◆ **PROBLEM DESCRIPTION**: Could you copy the lines below exactly, leaving none out?

◆ **DATASET EXTRACT**:
PR #7964, opened 2024-12-17
test(transformer/class-properties): add static super tagged template test

Dunqing:
I just found that we don't need to transform `TaggedTemplateExpression` because its `tag` can be transformed by `transform_static_member_expression` and `transform_computed_member_expression`

### DIFF
--- a/tasks/transform_conformance/snapshots/oxc.snap.md
+++ b/tasks/transform_conformance/snapshots/oxc.snap.md
@@ -1,6 +1,6 @@
 commit: 54a8389f
 
-Passed: 112/126
+Passed: 112/127
 
 # All Passed:
 * babel-plugin-transform-class-static-block
@@ -16,7 +16,10 @@ Passed: 112/126
 * regexp
 
 
-# babel-plugin-transform-class-properties (13/15)
+# babel-plugin-transform-class-properties (13/16)
+* static-super-tagged-template/input.js
+x Output mismatch
+
 * typescript/optional-call/input.ts
 Symbol reference IDs mismatch for "X":
 after transform: SymbolId(0): [ReferenceId(0), ReferenceId(2), ReferenceId(6), ReferenceId(11), ReferenceId(16)]
--- a/tasks/transform_conformance/snapshots/oxc_exec.snap.md
+++ b/tasks/transform_conformance/snapshots/oxc_exec.snap.md
@@ -2,4 +2,10 @@ commit: 54a8389f
 
 node: v22.12.0
 
-Passed: 3 of 3 (100.00%)
+Passed: 3 of 4 (75.00%)
+
+Failures:
+
+./fixtures/oxc/babel-plugin-transform-class-properties-test-fixtures-static-super-tagged-template-exec.test.js
+AssertionError: expected undefined to be [Function C] // Object.is equality
+    at ./tasks/transform_conformance/fixtures/oxc/babel-plugin-transform-class-properties-test-fixtures-static-super-tagged-template-exec.test.js:15:17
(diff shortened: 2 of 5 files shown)


Dunqing:
* **#7964** <a href="https://app.graphite.dev/github/pr/oxc-project/oxc/7964?utm_source=stack-comment-icon" target="_blank">Graphite</a> 👈 <a href="https://app.graphite.dev/github/pr/oxc-project/oxc/7964?utm_source=stack-comment-view-in-graphite" target="_blank">(View in Graphite)</a>
* `main`
<hr />

You must have a Graphite account in order to use the merge queue. Sign up using [this link](https://app.graphite.dev/invite/github/oxc-project?ref=merge-queue-instructions-in-stack-comment&prId=7964).

<h2></h2>
<sub>

</sub>

<sub>

</sub>

<h2></h2>

overlookmotel:
Unfortunately this is a bug in Babel (another one!)

```js
import assert from 'assert';

let receiver;
class S {
  static method() {
    receiver = this;
  }
}

class C extends S {
  static prop = super.method`xyz`;
}

assert(receiver === C);
```

The assertion passes.

After Babel transform:

```js
import assert from "assert";

let receiver;
class S {
  static method() {
    receiver = this;
  }
}

class C extends S {}
_C = C;
_defineProperty(C, "prop", _superPropGet(_C, "method", _C)`xyz`);

assert(receiver === C);
```

Assertion fails!

Same as for private field as template tag, it needs extra `.bind(_C)`:

```js
_defineProperty(C, "prop", _superPropGet(_C, "method", _C).bind(_C)`xyz`);
```

[Babel REPL](https://babeljs.io/repl#?browsers=defaults%2C%20not%20ie%2011%2C%20not%20ie_mob%2011&build=&builtIns=false&corejs=3.21&spec=false&loose=false&code_lz=JYWwDg9gTgLgBAQwM5IKazgMyhEcDkyas-A3AFDkA2q8UqAxqsAG7oUNVFwDKcA3uThwkMBDGAM4IWgAsIAEwAUASgFDhcek1bo4AXjgxZwJBWEBfclfKduAYTioAHjFQA7BUl7rho8ZJwYDhgBiIArmDoAHQyxooABs4AngBeCRQ2ROgwStrMbFAG-ob2KhRAA&debug=false&forceAllTransforms=false&modules=false&shippedProposals=false&evaluate=false&fileSize=false&timeTravel=false&sourceType=module&lineWrap=true&presets=&prettier=true&targets=&version=7.26.4&externalPlugins=%40babel%2Fplugin-transform-class-properties%407.25.9&assumptions=%7B%7D)

I will add this to my list of bugs to report to Babel!

We don't need to fix this right now. It's not important.

But I don't think we should add a test with wrong output either. Maybe better to adapt this test to be a failing test, so we remember to come back to it later.

Dunqing:
Thank you for finding the bug, I changed the output to the correct output and also added an execution test from your example

overlookmotel (approved):
Great. Your version of the exec test is better than mine.

I pushed a commit to remove the 2nd test case, which had the wrong output. Is there a reason that was there that I don't understand?

Also:

* Removed `import { expect } from "vitest";` - test runner already injects `expect` into environment.
* Made `input.js` a copy of `exec.js`. This follows what Babel does. I guess the reason is that when debugging the exec test, it's helpful to be able to see the transformed output.

@Dunqing If there wasn't a good reason why the 2nd test was there, please merge. If there was a good reason, and I shouldn't have removed it, please say!

Dunqing:
### Merge activity

* **Dec 18, 5:24 AM EST**: The merge label '0-merge' was detected. This PR will be added to the [Graphite merge queue](https://app.graphite.dev/merges?org=oxc-project&repo=oxc) once it meets the requirements.
* **Dec 18, 5:24 AM EST**: A user added this pull request to the [Graphite merge queue](https://app.graphite.dev/merges?org=oxc-project&repo=oxc).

◆ **ANSWER TO THE PROBLEM**:
PR #7964, opened 2024-12-17
test(transformer/class-properties): add static super tagged template test

Dunqing:
I just found that we don't need to transform `TaggedTemplateExpression` because its `tag` can be transformed by `transform_static_member_expression` and `transform_computed_member_expression`

### DIFF
--- a/tasks/transform_conformance/snapshots/oxc.snap.md
+++ b/tasks/transform_conformance/snapshots/oxc.snap.md
@@ -1,6 +1,6 @@
 commit: 54a8389f
 
-Passed: 112/126
+Passed: 112/127
 
 # All Passed:
 * babel-plugin-transform-class-static-block
@@ -16,7 +16,10 @@ Passed: 112/126
 * regexp
 
 
-# babel-plugin-transform-class-properties (13/15)
+# babel-plugin-transform-class-properties (13/16)
+* static-super-tagged-template/input.js
+x Output mismatch
+
 * typescript/optional-call/input.ts
 Symbol reference IDs mismatch for "X":
 after transform: SymbolId(0): [ReferenceId(0), ReferenceId(2), ReferenceId(6), ReferenceId(11), ReferenceId(16)]
--- a/tasks/transform_conformance/snapshots/oxc_exec.snap.md
+++ b/tasks/transform_conformance/snapshots/oxc_exec.snap.md
@@ -2,4 +2,10 @@ commit: 54a8389f
 
 node: v22.12.0
 
-Passed: 3 of 3 (100.00%)
+Passed: 3 of 4 (75.00%)
+
+Failures:
+
+./fixtures/oxc/babel-plugin-transform-class-properties-test-fixtures-static-super-tagged-template-exec.test.js
+AssertionError: expected undefined to be [Function C] // Object.is equality
+    at ./tasks/transform_conformance/fixtures/oxc/babel-plugin-transform-class-properties-test-fixtures-static-super-tagged-template-exec.test.js:15:17
(diff shortened: 2 of 5 files shown)


Dunqing:
* **#7964** <a href="https://app.graphite.dev/github/pr/oxc-project/oxc/7964?utm_source=stack-comment-icon" target="_blank">Graphite</a> 👈 <a href="https://app.graphite.dev/github/pr/oxc-project/oxc/7964?utm_source=stack-comment-view-in-graphite" target="_blank">(View in Graphite)</a>
* `main`
<hr />

You must have a Graphite account in order to use the merge queue. Sign up using [this link](https://app.graphite.dev/invite/github/oxc-project?ref=merge-queue-instructions-in-stack-comment&prId=7964).

<h2></h2>
<sub>

</sub>

<sub>

</sub>

<h2></h2>

overlookmotel:
Unfortunately this is a bug in Babel (another one!)

```js
import assert from 'assert';

let receiver;
class S {
  static method() {
    receiver = this;
  }
}

class C extends S {
  static prop = super.method`xyz`;
}

assert(receiver === C);
```

The assertion passes.

After Babel transform:

```js
import assert from "assert";

let receiver;
class S {
  static method() {
    receiver = this;
  }
}

class C extends S {}
_C = C;
_defineProperty(C, "prop", _superPropGet(_C, "method", _C)`xyz`);

assert(receiver === C);
```

Assertion fails!

Same as for private field as template tag, it needs extra `.bind(_C)`:

```js
_defineProperty(C, "prop", _superPropGet(_C, "method", _C).bind(_C)`xyz`);
```

[Babel REPL](https://babeljs.io/repl#?browsers=defaults%2C%20not%20ie%2011%2C%20not%20ie_mob%2011&build=&builtIns=false&corejs=3.21&spec=false&loose=false&code_lz=JYWwDg9gTgLgBAQwM5IKazgMyhEcDkyas-A3AFDkA2q8UqAxqsAG7oUNVFwDKcA3uThwkMBDGAM4IWgAsIAEwAUASgFDhcek1bo4AXjgxZwJBWEBfclfKduAYTioAHjFQA7BUl7rho8ZJwYDhgBiIArmDoAHQyxooABs4AngBeCRQ2ROgwStrMbFAG-ob2KhRAA&debug=false&forceAllTransforms=false&modules=false&shippedProposals=false&evaluate=false&fileSize=false&timeTravel=false&sourceType=module&lineWrap=true&presets=&prettier=true&targets=&version=7.26.4&externalPlugins=%40babel%2Fplugin-transform-class-properties%407.25.9&assumptions=%7B%7D)

I will add this to my list of bugs to report to Babel!

We don't need to fix this right now. It's not important.

But I don't think we should add a test with wrong output either. Maybe better to adapt this test to be a failing test, so we remember to come back to it later.

Dunqing:
Thank you for finding the bug, I changed the output to the correct output and also added an execution test from your example

overlookmotel (approved):
Great. Your version of the exec test is better than mine.

I pushed a commit to remove the 2nd test case, which had the wrong output. Is there a reason that was there that I don't understand?

Also:

* Removed `import { expect } from "vitest";` - test runner already injects `expect` into environment.
* Made `input.js` a copy of `exec.js`. This follows what Babel does. I guess the reason is that when debugging the exec test, it's helpful to be able to see the transformed output.

@Dunqing If there wasn't a good reason why the 2nd test was there, please merge. If there was a good reason, and I shouldn't have removed it, please say!

Dunqing:
### Merge activity

* **Dec 18, 5:24 AM EST**: The merge label '0-merge' was detected. This PR will be added to the [Graphite merge queue](https://app.graphite.dev/merges?org=oxc-project&repo=oxc) once it meets the requirements.
* **Dec 18, 5:24 AM EST**: A user added this pull request to the [Graphite merge queue](https://app.graphite.dev/merges?org=oxc-project&repo=oxc).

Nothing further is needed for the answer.